Son las nueve de la mañana y el principal mercado mayorista de la ciudad es un ajetreo constante. Un ir y venir de compradores y vendedores que cargan cajas y enormes bolsas de frutas y verduras por las 12 naves industriales del complejo donde trabajan más de 5.000 personas.

El mercado incluye un pabellón donde se venden productos al por menor con grandes descuentos. Decenas de personas recorren sus pasillos en esta fría mañana, en vísperas de las elecciones primarias. Su idea es llevarse el mayor número de productos para aprovechar el viaje hasta este recinto, situado en el municipio de Tapiales, al suroeste de la capital.

Adriana Botto, una arquitecta y profesora de 67 años, compra carne en uno de los puestos. Está con su hijo Paolo, de 38 años, que la ha acompañado en automóvil desde Retiro, un barrio de clase media alta del este de Buenos Aires.
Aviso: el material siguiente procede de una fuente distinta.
PR #1797, opened 2024-11-06
chore: make leader election ID configurable

saurav-agarwalla:
Fixes #N/A 

**Description**

chore: make leader election ID configurable

Unit tests

### DIFF
--- a/pkg/operator/options/options.go
+++ b/pkg/operator/options/options.go
@@ -53,6 +53,7 @@ type Options struct {
 	KubeClientBurst         int
 	EnableProfiling         bool
 	DisableLeaderElection   bool
+	LeaderElectionID        string
 	LeaderElectionNamespace string
 	MemoryLimit             int64
 	LogLevel                string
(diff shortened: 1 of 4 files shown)


pkg/operator/options/options.go
```diff
@@ -88,6 +89,7 @@ func (o *Options) AddFlags(fs *FlagSet) {
 	fs.IntVar(&o.KubeClientBurst, "kube-client-burst", env.WithDefaultInt("KUBE_CLIENT_BURST", 300), "The maximum allowed burst of queries to the kube-apiserver")
 	fs.BoolVarWithEnv(&o.EnableProfiling, "enable-profiling", "ENABLE_PROFILING", false, "Enable the profiling on the metric endpoint")
 	fs.BoolVarWithEnv(&o.DisableLeaderElection, "disable-leader-election", "DISABLE_LEADER_ELECTION", false, "Disable the leader election client before executing the main loop. Disable when running replicated components for high availability is not desired.")
+	fs.StringVar(&o.LeaderElectionID, "leader-election-id", env.WithDefaultString("LEADER_ELECTION_ID", "karpenter-leader-election"), "Leader election ID to create and monitor the lease if running outside the cluster")
```
jonathan-innis, line 92:
```suggestion
	fs.StringVar(&o.LeaderElectionID, "leader-election-name", env.WithDefaultString("LAEADER_ELECTION_NAME", "karpenter-leader-election"), "Leader election ID to create and monitor the lease if running outside the cluster")
```

consider calling it `LEADER_ELECTION_NAME`

saurav-agarwalla: I chose this to be consistent with the controller runtime terminology: https://github.com/kubernetes-sigs/karpenter/blob/main/pkg/operator/operator.go#L133

Moving away from it could be confusing in my opinion.

njtran: I had the same thought, but think it's better to be consistent with controller runtime 👍

saurav-agarwalla: Yeah we could deviate if we really wanted to but users are likely going to be more familiar with what's in the controller runtime. It does seem like an odd choice in the controller runtime for sure. 

If it helps, I also looked at other popular controllers and they have followed the same convention as the controller runtime so it would be a good idea for us to do the same such that we aren't deviating from the norm.

jonathan-innis: The counter-argument is that I looked at some of the upstream CLI arguments and it seems like they use `name`. I'd say that the fact that use controller-runtime is an implementation detail and would tend to opt for the more standard name/namespace api surface syntax

jonathan-innis (approved):
/lgtm
/approve

PR #1801, opened 2024-11-08
Abstract prometheus metrics into interfaces

jonathan-innis:
Fixes #N/A 

**Description**

This leverages https://github.com/awslabs/operatorpkg/pull/92 to create abstract metrics so that you can create an arbitrary pipeline for routing metrics beyond prometheus

For instance,
```
status.TerminationDuration = pmetrics.NewMultiObservation(
	status.TerminationDuration,
	pmetrics.NewEMFObservation(writer, "operatorpkg", "operator_termination_duration_seconds", []string{"group", "kind", "namespace"}),
)
```

`make presubmit`

### DIFF
--- a/pkg/cloudprovider/metrics/cloudprovider.go
+++ b/pkg/cloudprovider/metrics/cloudprovider.go
@@ -19,6 +19,7 @@ package metrics
 import (
 	"context"
 
+	opmetrics "github.com/awslabs/operatorpkg/metrics"
 	"github.com/prometheus/client_golang/prometheus"
 	crmetrics "sigs.k8s.io/controller-runtime/pkg/metrics"
 
@@ -44,7 +45,8 @@ const (
 // decorator implements CloudProvider
 var _ cloudprovider.CloudProvider = (*decorator)(nil)
 
-var methodDuration = prometheus.NewHistogramVec(
+var MethodDuration = opmetrics.NewPrometheusHistogram(
+	crmetrics.Registry,
 	prometheus.HistogramOpts{
 		Namespace: metrics.Namespace,
 		Subsystem: "cloudprovider",
@@ -59,7 +61,8 @@ var methodDuration = prometheus.NewHistogramVec(
 )
 
 var (
-	errorsTotal = prometheus.NewCounterVec(
+	ErrorsTotal = opmetrics.NewPrometheusCounter(
+		crmetrics.Registry,
 		prometheus.CounterOpts{
 			Namespace: metrics.Namespace,
 			Subsystem: "cloudprovider",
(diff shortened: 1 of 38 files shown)


kwok/apis/crds/karpenter.kwok.sh_kwoknodeclasses.yaml
```diff
@@ -3,7 +3,7 @@ apiVersion: apiextensions.k8s.io/v1
 kind: CustomResourceDefinition
 metadata:
   annotations:
-    controller-gen.kubebuilder.io/version: v0.16.5
+    controller-gen.kubebuilder.io/version: v0.16.3
```
njtran, line 6: why downgrade?

pkg/controllers/metrics/node/controller.go
njtran, line 1: it's trivial but the metrics are public where they don't need to be. Thoughts on just reverting to private?

pkg/operator/operator.go
```diff
@@ -82,10 +83,14 @@ var (
...
 func init() {
-	crmetrics.Registry.MustRegister(BuildInfo)
 	opmetrics.RegisterClientMetrics(crmetrics.Registry)
 
-	BuildInfo.WithLabelValues(Version, runtime.Version(), runtime.GOARCH, env.GetRevision()).Set(1)
+	BuildInfo.Set(1, map[string]string{
+		"version":   Version,
+		"goversion": runtime.Version(),
+		"goarch":    runtime.GOARCH,
+		"commit":    env.GetRevision(),
```
njtran, line 92: where's the .Set(1)?

pkg/controllers/metrics/node/controller.go
jonathan-innis: The goal of this is that they _can_ be overridden by anyone from the outside

pkg/operator/operator.go
jonathan-innis: It's on L88

pkg/cloudprovider/metrics/cloudprovider.go
```diff
@@ -59,7 +61,8 @@ var methodDuration = prometheus.NewHistogramVec(
 )
 
 var (
-	errorsTotal = prometheus.NewCounterVec(
+	ErrorsTotal = opmetrics.NewPrometheusCounter(
```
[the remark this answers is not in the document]
jonathan-innis: Same reason as the others -- allows folks to override and define their own custom metric pipelines

pkg/operator/operator.go
jonathan-innis: It's on L88

njtran: oopie

njtran (commented):
/lgtm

Las visitas mensuales de Adriana al Mercado Central reflejan la historia reciente de la economía argentina. Empezó a venir en 2000, con el país inmerso en una crisis profunda. Siguió haciéndolo hasta 2007, cuando Argentina llevaba tres años repuntando con el gobierno del peronista de centro-izquierda Néstor Kirchner, y regresó en 2015, en el último periodo de la esposa de éste, Cristina, con una economía que mostraba señales de estancamiento.

El sucesor de Kirchner, el liberal Mauricio Macri, que había prometido controlar la subida de precios, no ha conseguido hacerlo. Entre mayo de 2018 y el mismo mes de 2019, la inflación, una de las más altas del mundo, aumentó un 57,3% y los sueldos crecieron un 38,4%. Las cuentas no dan para muchos argentinos.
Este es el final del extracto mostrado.